Monday, 7 April 2014

HOME AND THE WORLD: When misogyny from within one's family, rather than the outside world forces to choke the life out of the gutsy feminist.

Dear Reader, it is not easy being a woman. It is even more difficult to be a young woman who is not a significant contributor to the financial standing in one's family...It is also excruciatingly painful to have brilliant liberal and supportive parents but a vile and misogynistic extended family.

My parents have always encouraged me to think for myself and be honest in my dealings with others, yet I ask you Dear Reader, is it really possible to be honest when social conventions force us to be nice to those who clearly hate us and make us miserable?

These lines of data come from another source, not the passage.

PR #480, opened 2018-05-30
Handling nparray Quantities part deux: Coulomb_logarithm

samurai688:
Chipping away at issue #469 , this time working on Coulomb_logarithm and the functions it relies on, namely impact_parameter and _boilerplate. 

As before, the goal this time is to make it so that Coulomb_logarithm works with len>1 array Quantities, such as `T_e = np.linspace(1,10,10) * u.eV`.  Let's see how this works.

One thought I had while working on this is the following.  So far I've found two ways to handle both scalar and vector Quantity inputs that need incompatible syntax:
- way 1: 
```
if np.isscalar(T_e.value):
    # handle scalar case
else: 
    # handle array case
```

vs. 
- way 2:
```
try:
    # handle scalar case
except ValueError: 
    # handle array case
```

I've heard a proverb that the "ask forgiveness not permission" is more pythonic, so maybe way 2 is better?  It makes me a little uneasy... maybe just takes some getting used to.  On way 1, it does feels a little clunky to have to get the `.value` for `np.isscalar`, but it doesn't seem to work correctly if you give it the full Quantity object.  Anybody have a preference or know a better / more preferred way?

Let's see how the tests are doing.


StanczakDominik:
I remember reading something about how one of these ways can be slower than the other... we might be able to figure something out here via `%%timeit`.

plasmapy/physics/transport/collisions.py
```diff
@@ -306,11 +309,22 @@ def _boilerPlate(T, particles, V):
     # obtaining reduced mass of 2 particle collision system
     reduced_mass = atomic.reduced_mass(*particles)
 
-    if V == 0:
+    if np.any(V == 0):
         raise utils.exceptions.PhysicsError("You cannot have a collision for zero velocity!")
     # getting thermal velocity of system if no velocity is given
-    if np.isnan(V):
+    if V is None:
```
StanczakDominik: Won't this need a change in the function's signature? We might also then have to add `V: {'none_shall_pass': True}` to the `check_quantity` dictionary.

plasmapy/physics/transport/collisions.py
```diff
@@ -306,11 +309,22 @@ def _boilerPlate(T, particles, V):
...
         V = parameters.thermal_speed(T, mass=reduced_mass)
+    elif np.any(np.isnan(V)):
+        if np.isscalar(V.value) and np.isscalar(T.value):
+            V = parameters.thermal_speed(T, mass=reduced_mass)
+        elif np.isscalar(V.value):
+            V = parameters.thermal_speed(T, mass=reduced_mass)
+        elif np.isscalar(T.value):
+            V = V.copy()
```
StanczakDominik: :+1:

plasmapy/physics/transport/collisions.py
```diff
@@ -592,6 +615,14 @@ def impact_parameter(T,
         bmin = (lambdaBroglie ** 2 + bPerp ** 2) ** (1 / 2)
     else:
         raise ValueError(f"Method {method} not found!")
+    # ARRAY NOTES
+    # it could be that bmin and bmax have different sizes. If Te is a scalar,
+    # T and V will be scalar from _boilerplate, so bmin will scalar.  However
+    # if n_e is an array, than bmax will be an array. if this is the case,
+    # do we want to extend the scalar bmin to equal the length of bmax?
+    # Eh, maybe we should just leave it as a scalar?
```
StanczakDominik: This is a good question that I think deserves some further thought... @namurphy @lemmatum what do you think?

plasmapy/physics/transport/tests/test_collisions.py
```diff
@@ -38,12 +41,77 @@ def setup_class(self):
         self.gms6 = 3.635342040477818
         self.gms6_negative = 0.030720859361047514
 
+    def test_handle_invalid_V(self):
```
StanczakDominik: Yay for class-grouped tests! :smiley:

plasmapy/physics/transport/collisions.py
samurai688: Hmm, good point, I'm not sure.  The current decorator situation seems to allow me pass a None in as the V input, I think I did that in one of the tests.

 In India, family and family values are considered paramount. In a culture that places huge importance in the collective that is the 'Great Indian Extended Family', it is hard to ignore family members who have the capacity to leach every single drop of joy from your body with derisive glances and cutting words. As a 'well brought up young woman' one is expected to show every modicum of civility to them as 'the parent's honour depends upon it'.

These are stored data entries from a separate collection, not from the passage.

PR #481, opened 2018-05-31
Improve documentation and simplify syntax of check_quantity

StanczakDominik:
This PR kind of grew on me. While reworking the examples, I realized this syntax was dumb:
```python
@utils.check_quantity({
    'T': {'units': u.K, 'can_be_negative': False},
    'n_e': {'units': u.m**-3, 'can_be_negative': False},
})
```

And this syntax looked better:
```python
@utils.check_quantity(
    T={'units': u.K, 'can_be_negative': False},
    n_e={'units': u.m**-3, 'can_be_negative': False},
)
```

So I went ahead and changed everything up. This of course required changes to wherever `check_quantity` was used.

In fact, I think it would make sense to change this up further in a couple of different ways... but that's for another issue, I think.


StanczakDominik:
@pep8speaks pep8ify

plasmapy/utils/checks.py
```diff
@@ -11,20 +11,72 @@
...
+
+    This is probably best illustrated with an example:
+
+    Examples
+    --------
+    >>> from astropy import units as u
+    >>> @check_quantity(x={"units": u.m,
+    ...       "can_be_negative": False,
+    ...       "can_be_complex": True,
+    ...       "can_be_inf": True})
```
SolarDrew: This should change to reflect the new syntax.

SolarDrew: Disregard that, it's already right and I'm a moron.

It is a frustrating conundrum Dear Reader, why is having a vagina in the 'Great Indian Bourgeois Family' an open invitation to disapproval, constant criticism about behaviour / cooking skills / lifestyle / body / opinions etc? I will probably be embarrassed when I read this post in future, but I have a confession...I know what it is like to feel as low as it is humanly possible. In a culture where a woman's opinions have no weightage or are considered insignificant, I feel doubly frustrated. As hosts, we are taught to be gracious, but being insulted by various family members constantly in front of one's parents as well as behind the scene is excruciating at so many different levels.

As a highly educated feminist, one can't help but chafe under the restrictions, good manners and certain unavoidable circumstances puts one under. Yet, there is another being that lives within this highly educated feminist; the daughter, who feels guilty at causing pain to the said brilliant, liberal and supportive parents who place a lot of store into good manners. By indulging in impulsive, reactionary and insulting put downs that the horrid relatives deserve, I  would only expose my parents to ridicule from their siblings/in laws and lead to further embarrassment. Thus, sadly, in this struggle, the highly educated feminist loses to the daughter.

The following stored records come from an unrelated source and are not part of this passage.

PR #483, opened 2018-06-02
[WIP] Accept tuple or list of corresponding particles or atomic numbers in `particle_input`

ritiek:
Addresses #336. Now `particle_input` can take in a tuple or a list of particles or atomic numbers.

```python
>>> from plasmapy.atomic import Particle, particle_input

>>> @particle_input
>>> def happy_function(particles: (Particle, Particle)):
...    print(particles[0].integer_charge)
...    print(particles[1].integer_charge)

>>> happy_function(('e-', 'p+'))
-1
1

>>> @particle_input
>>> def cute_function(particles: [Particle]):
...    for particle in particles:
...        print(particle.integer_charge)

>>> cute_function(('e-', 'p+', 'alpha'))
-1
1
2
```

It raises a `TypeError` when input parameters do not match expected parameters, for example:
```python
>>> @particle_input
>>> def sad_function(particles: (Particle, Particle, Particle)):
...    print(particles[0].integer_charge)
...    print(particles[1].integer_charge)
...    print(particles[2].integer_charge)

>>> sad_function(('e-', 'p+'))
TypeError: Number of parameters allowed in the tuple (3 parameters) are not equal to number of parameters passed in the tuple (2 parameters).

>>> @particle_input
>>> def unlucky_function(particles: [Particle, Particle]):
...    print(particles[0].integer_charge)
...    print(particles[1].integer_charge)

>>> unlucky_function(('e-', 'p+'))
TypeError: A list can take any number of parameters without explictly mentioning the number of parameters in declaration. Use a tuple instead or '[Particle]' should be enough.
```

If this looks good enough, I can start writing tests for them!


ritiek:
I guess this is ready to merge. I'd be happy if someone can review it.

plasmapy/atomic/particle_input.py
```diff
@@ -127,9 +127,12 @@ def particle_input(wrapped_function: Callable = None,
     Raises
     ------
     `TypeError`
-        If the annotated argument is not a `str`, `int`, or
-        `~plasmapy.atomic.Particle`; or if `Z` or `mass_numb` is
-        not an `int`.
+        If the annotated argument is not a `str`, `int`, `tuple`, `list`
+        or `~plasmapy.atomic.Particle`; or if `Z` or `mass_numb` is
+        not an `int`; or if number of elements in a tuple do not match
+        the expected parameters; or if invalid list annotations in
```
StanczakDominik: Invalid list annotations sounds pretty unclear. However, I'm wondering whether we might be getting too verbose here... I think we can cut some of the description, if someone gets an exception they'll be looking at the code anyway, right?

plasmapy/atomic/particle_input.py
```diff
@@ -218,10 +238,33 @@ def wrapper(*args, **kwargs):
...
+                            f"Number of parameters allowed in the tuple "
+                            f"({expected_params} parameters) are "
+                            f"not equal to number of parameters passed in "
+                            f"the tuple ({received_params} parameters).")
+                elif isinstance(annotations[argname], list):
+                    annotated_argnames = annotations[argname]
+                    expected_params = len(annotated_argnames)
+                    if expected_params > 1:
+                        raise TypeError(
+                            f"A list can take any number of parameters "
```
StanczakDominik: Maybe "Put in [Particle] as the annotation to accept an arbitrary number of Particle arguments."

I love the idea though

plasmapy/atomic/tests/test_particle_input.py
```diff
@@ -173,6 +173,132 @@ def test_function_with_ambiguity():
...
+
+def test_invalid_number_of_tuple_elements():
+    with pytest.raises(TypeError):
+        # Passed 3 elements when function only takes 2 in tuple
+        function_with_tuple_annotation(('e+', 'e-', 'alpha'), q='test')
+
+
+def test_invalid_list_type():
+    @particle_input
+    # This should be just [Particle] instead of [Particle, Particle]
```
StanczakDominik: Good testing

plasmapy/atomic/particle_input.py
ritiek: I thought so too. If somebody gets an exception, they are told about the reason they are getting the exception. Maybe we should just have these
> If the annotated argument is not a `str`, `int`, `tuple`, `list` or `~plasmapy.atomic.Particle`; or if `Z` or `mass_numb` is not an `int`.

Not sure though.

plasmapy/atomic/particle_input.py
```diff
@@ -173,6 +176,25 @@ def particle_input(wrapped_function: Callable = None,
...
+        @particle_input
+        def decorated_tuple_function(particles: (Particle, Particle)):
+            return particles
+        sample_particles = decorated_tuple_function(('He', 'Li'))
+
+        @particle_input
+        def decorated_list_function(particles: [Particle]):
+            return particles
+        sample_particles = decorated_list_function(('Al 3+', 'C'))
+        sample_particles = decorated_list_function(['He', 'Ne', 'Ar'])
```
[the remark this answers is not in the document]
ritiek: Yep, `(Particle, Particle)` accepts only 2 elements and `(Particle, Particle, Particle)` accepts 3 elements and so on.. (either as tuple or list).

while `[Particle]` accepts any number of `Particle` elements (either as tuple or list).

Rust programming language has a similar concept of passing vectors (think: lists in Python) and tuples of specific type to a function. I imagined it would be nice here as well. :smile:

plasmapy/atomic/particle_input.py
ritiek: Nice. That makes it easier to understand. I think maybe "arbitrary number of Particle elements" would be a better choice than "arbitrary number of Particle arguments". What do you think?

plasmapy/atomic/tests/test_particle_input.py
ritiek: Thanks!

plasmapy/atomic/particle_input.py
StanczakDominik: Nah, I think we should rather keep the 'elements' key word for iron, hydrogen etc here :smiley:

plasmapy/atomic/particle_input.py
StanczakDominik: That's beautiful. Put that in! :)

plasmapy/atomic/particle_input.py
ritiek: Haha, ok got it.

plasmapy/atomic/particle_input.py
ritiek: Okie!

However, it is important that I share my realisation with you my Dear Reader, cynical though it may seem.... The road to freedom, equality and respect it is still an extremely daunting and difficult one, when our own kin stand in the way, presenting us with debilitating psychological hurdles, that are perhaps tougher than breaking down the walls that society places in front of all of us dedicated to the feminist cause.